Concert de Gaudí is a concerto for classical guitar and orchestra by the American composer Christopher Rouse. The work was jointly commissioned by Norddeutscher Rundfunk and the Dallas Symphony Orchestra for the guitarist Sharon Isbin, with additional contributions from Richard and Jody Nordlof, to whom the piece is dedicated. It was completed August 1, 1999 and premiered in Hamburg, January 2, 2000, with Isbin and the Norddeutscher Rundfunk Orchester led by conductor Christoph Eschenbach. The piece was later awarded the 2002 Grammy Award for Best Classical Contemporary Composition.

==Composition==

===Structure===
Concert de Gaudí has a duration of roughly 25 minutes and is composed in three movements:

===Influences===
The piece was inspired by the work of the Spanish architect Antoni Gaudí, after whom the concerto is titled. Rouse wrote of this inspiration in the score program notes, saying:
In conceiving a guitar concerto, my thoughts went immediately to the great Spanish tradition of music for this instrument, and it seemed logical for me to exhibit my admiration for this tradition in my own composition. This in turn led me to reflect upon the work of the extraordinary Catalan architect Antoni Gaudí, hence the Catalan-language title for the concerto. What has always struck me particularly strongly about Gaudí is his quintessentially Spanish combination of surrealism and mysticism, and I strove to include these elements in this score.

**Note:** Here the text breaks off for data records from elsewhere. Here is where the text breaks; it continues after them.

Issue #2476, opened 2023-12-05
Detect and generate correct content-type headers for input files


timayabi2020:
Currently for cmdlets that upload files, the media content-type headerhas been set to null for all file types. Therefore the API treats such requests as an application/octet-stream.
<img width="1267" alt="image" src="https://github.com/microsoftgraph/msgraph-sdk-powershell/assets/10947120/9543d59b-1d4c-4bec-9610-c8b3f9a65935">

There needs to be a feature that will automatically detect the file type and append the correct content-type header to the request.

Related issue is here on autorest  https://github.com/Azure/autorest.powershell/issues/1286

timayabi2020:
Closing this as it was fixed in https://github.com/microsoftgraph/msgraph-sdk-powershell/pull/2570

PR #2542, opened 2024-01-24
Generate cmdlets from forked AutoREST.PowerShell repository.

### LINKED ISSUE #1570: Cmdlets should accept request headers
Some APIs such as https://docs.microsoft.com/en-us/graph/api/plannertaskdetails-update?view=graph-rest-1.0&tabs=http#request-headers require the caller to set a request header. Currently, there is no option for one to set request headers to the generated PS cmdlets when making a call.

ASK
Allow customers to pass a list of request headers as a parameter to the generated cmdlets.

timayabi2020:
Fixes #1570 and #2476

- Adds forked [Autorest ](https://github.com/microsoftgraph/autorest.powershell/tree/powershell-v2)as a submodule which will be used to generate cmdlets.
- Updates custom commands in the group module to include custom header parameter as expected by the auto generated Client API class.
- Updates pipelines to run generation using the forked AutoREST.PowerShell repo.
- Updates the global directive file (readme.graph.md) to point to the AutoREST.PowerShell submodule.

Generated cmdlets were published to an internal feed. Using cmdlets obtained from that feed manual tests involving PATCH, POST and DELETE operations were done while raptor handled GET operations. Use [this script](https://github.com/timayabi2020/AutorestFiles/blob/main/PowerShellAutorestFeed.ps1) to register the feed as a PS repository. 

**Sample cmdlet with optional custom header parameter**
image

**Sample cmdlet extracting the correct media type from file inputs and setting the correct request content type. (Intitally all input file requests defaulted to application/octet-stream
image

**Sample cmdlet with optional parameter for specifying the media/content type for file inputs**

image

**Sample raptor test run results for stable tests**
**NB** This was locally run because the feed was locally registered.
image

### DIFF
--- a/src/Groups/beta/custom/NewMgBetaGroupMember_Create.cs
+++ b/src/Groups/beta/custom/NewMgBetaGroupMember_Create.cs
@@ -43,7 +43,15 @@
 
         /// <summary>The reference to the client API class.</summary>
         public Groups Client => Module.Instance.ClientAPI;
+        /// <summary>Backing field for <see cref="CustomHeader" /> property.</summary>
+        private string _customHeader;
 
+        /// <summary>
+        /// CustomHeader Parameter. This should have a key:value and comma separated for multiple key:value pairs
+        /// </summary>
+        [System.Management.Automation.Parameter(Mandatory = false, HelpMessage = "CustomHeader Parameter. This should have a key:value and comma separated for multiple key:value pairs", ValueFromPipeline = true)]
+        [Category(ParameterCategory.Runtime)]
+        public string CustomHeader { get => this._customHeader; set => this._customHeader = value; }
         /// <summary>Backing field for <see cref="GroupId" /> property.</summary>
         private string _groupId;
 
@@ -262,12 +270,12 @@
                 try
                 {
                     await ((Runtime.IEventListener)this).Signal(Runtime.Events.CmdletBeforeAPICall); if (((Runtime.IEventListener)this).Token.IsCancellationRequested) { return; }
-                    await this.Client.GroupCreateMemberGraphBPreRef(GroupId, BodyParameter, onNoContent, onDefault, this, Pipeline);
+                    await this.Client.GroupCreateMemberGraphBPreRef(GroupId, CustomHeader, BodyParameter, onNoContent, onDefault, this, Pipeline);
                     await ((Runtime.IEventListener)this).Signal(Runtime.Events.CmdletAfterAPICall); if (((Runtime.IEventListener)this).Token.IsCancellationRequested) { return; }
                 }
                 catch (Microsoft.Graph.Beta.PowerShell.Runtime.UndeclaredResponseException urexception)
                 {
-                    WriteError(new global::System.Management.Automation.ErrorRecord(urexception, urexception.StatusCode.ToString(), global::System.Management.Automation.ErrorCategory.InvalidOperation, new { GroupId = GroupId, body = BodyParameter })
+                    WriteError(new global::System.Management.Automation.ErrorRecord(urexception, urexception.StatusCode.ToString(), global::System.Management.Automation.ErrorCategory.InvalidOperation, new { GroupId = GroupId, CustomHeader = CustomHeader, body = BodyParameter })
                     {
                         ErrorDetails = new global::System.Management.Automation.ErrorDetails(urexception.Message) { RecommendedAction = urexception.Action }
                     });
--- a/.azure-pipelines/common-templates/checkout.yml
+++ b/.azure-pipelines/common-templates/checkout.yml
@@ -10,7 +10,7 @@ steps:
   - checkout: self
     clean: true
     fetchDepth: 1
-    submodules: true
+    submodules: recursive
     persistCredentials: true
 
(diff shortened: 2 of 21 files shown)


calebkiage:
Is it possible to use the same syntax as CLI for headers?

i.e. `--headers AcceptLanguage=en`

timayabi2020:
@calebkiage @sebastienlevert yes it can change, however I preferred the approach of setting http headers the way it is normally done in a curl request. e.g ``curl -H "Accept-Charset: utf-8" -H "Content-Type: application/json" https://graph.com.........``

sebastienlevert:
I think we should be using the same approach that Invoke-WebRequest (and other similar Cmdlets) are using. https://learn.microsoft.com/en-us/powershell/module/microsoft.powershell.utility/invoke-webrequest?view=powershell-7.4#-headers

src/Groups/beta/custom/NewMgBetaGroupMember_Create.cs
```diff
@@ -43,7 +43,15 @@ public partial class NewMgBetaGroupMember_Create : System.Management.Automation.
...
         public Groups Client => Module.Instance.ClientAPI;
+        /// <summary>Backing field for <see cref="CustomHeader" /> property.</summary>
+        private string _customHeader;
 
+        /// <summary>
+        /// CustomHeader Parameter. This should have a key:value and comma separated for multiple key:value pairs
+        /// </summary>
+        [System.Management.Automation.Parameter(Mandatory = false, HelpMessage = "CustomHeader Parameter. This should have a key:value and comma separated for multiple key:value pairs", ValueFromPipeline = true)]
+        [Category(ParameterCategory.Runtime)]
+        public string CustomHeader { get => this._customHeader; set => this._customHeader = value; }
```
peombwa, line 54: Can we:
- [ ] Change the `CustomHeader` type to a `IDictionary`. This will allow customers to use familiar PowerShell syntax when setting headers. See [Invoke-MgGraphRequest](https://github.com/microsoftgraph/msgraph-sdk-powershell/blob/a00ce42fc41d6c196e18e14d2649857f3feb41c4/src/Authentication/Authentication/Cmdlets/InvokeMgGraphRequest.cs#L72) implementation and [invoke-restmethod](https://learn.microsoft.com/en-us/powershell/module/microsoft.powershell.utility/invoke-restmethod?view=powershell-7.4#example-5-pass-multiple-headers) example.
- [ ] Rename `CustomHeader` parameters to `CustomHeaders` since customers can set more than one header value. This will align with the existing naming convention in `Invoke-MgGraphRequest` and other HTTP based commands.

The suggestions above will need to be applied to the AutoREST fork as well.

peombwa (changes requested):
Thanks for addressing on the most asked for feature! Please see my comment below on improvements to the UX of the parameter.

src/Groups/beta/custom/NewMgBetaGroupMember_Create.cs
peombwa: The final experience should something like:
``` Powershell
# Setting a single header.
Get-MgUser -UserId $userId -CustomHeaders @{ 'Accept-Language' = 'en' }

# Setting multiple headers (option 1).
Get-MgUser -UserId $userId -CustomHeaders @{ 'Accept-Language' = 'en'; 'MySpecialHeader' = 'val1' }

# Setting multiple headers (option 2)
$MyCustomHeaders = @{
   'Accept-Language' = 'en'
   'MySpecialHeader' = 'val1'
}
Get-MgUser -UserId $userId -CustomHeaders $MyCustomHeaders 
```

We should also handle cases where duplicate headers are set.

timayabi2020: @calebkiage @sebastienlevert @peombwa thanks for the suggestion I will go ahead and implement the changes suggested by Peter

calebkiage: @timayabi2020, @peombwa I still think the name should be `Headers` and not `CustomHeaders`, the `Invoke-WebRequest` cmdlet also uses that naming and it's shorter to type.

calebkiage: @sebastienlevert, what do you think?

timayabi2020: @calebkiage we are using ``CustomHeaders`` which communicates that there is an option for customers to provide additional information that may be pertinent to them.  It will just append the information to the already existing default headers sent to graph APIs.

sebastienlevert: In all other SDKs we use Headers in our request configurations to append to existing ones set by the underlying platform. +1 to naming it Headers.

timayabi2020: image

timayabi2020: Ok ``Headers`` it is.
image

peombwa (approved):
:shipit:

Towards this end, I used that music which most might well recognize as archetypically Spanish — flamenco — as a foundation for the score. I then proceeded to "melt," "bend," and otherwise transform this material into something I hoped would be musically akin to the way in which Gaudí would take a traditional design and add fanciful, phantasmagoric touches to make it unlike the work of any other architect. As a result, there is an intentionally "unfocused" quality to the musical language of my piece, which ranges from clear, traditional tonality to music of substantive chromaticism.

===Instrumentation===
Concert de Gaudí is scored for solo guitar and orchestra comprising two flutes (2nd doubling piccolo), two oboes, two clarinets, two bassoons, two French horns, two trumpets, three trombones, harp, celesta, timpani, three percussionists (tambourine, tenor drum, bass drum, castanets, wood block, rute, suspended cymbal, Chinese cymbal, triangle, tam-tam, xylophone, marimba, and antique cymbals), and strings.

==Reception==
Tim Smith of The Baltimore Sun lauded the work, writing, "From the first percussive measures, it's clear that flamenco is very much on Rouse's mind. He gives the guitar lots of flamenco riffs, propels much of the music with flamenco rhythms. Passionately lyrical melodies and a few big, juicy, traditional harmonic progressions also help to give the work an old-fashioned flavor. But the composer adds plenty of his own spice to the mix, creating a concerto with a distinctive personality." Daniel Buckley of the Tucson Citizen wrote, "Quiet and reflective to spell-like and mysterious, the 1999 score features beautiful writing for both the solo instrument and the orchestra. The orchestration is intimate and exotic, yet direct and lovely in its tonal support." John Henken of the Los Angeles Times praised the balance of the piece and wrote, "In the first movement, that seemed to mean a collage of guitaristic gestures, more desultory than surreal. The slow movement, though, is a haunted, brooding gem of texture and tune. The finale, with its bluesy bent notes and big cadenza, is the most overtly demonstrative." Gramophone declared the piece to be "as spectacular and unconventional as its eponym’s cathedral in Barcelona" and added, "It is perhaps the most remarkable work yet written for guitar and orchestra."

==Recordings==
- Sharon Isbin, guitar, Gulbenkian Orchestra, Muhai Tang, conductor. Hamburg, Germany: Teldec New Line, 2001. Recorded live, May 2000, Gulbenkian Grand Auditorium, Lisbon. Grammy Award in 2002 for Best Classical Contemporary Composition, and a 2002 Echo Klassik Award for Best Concert Recording.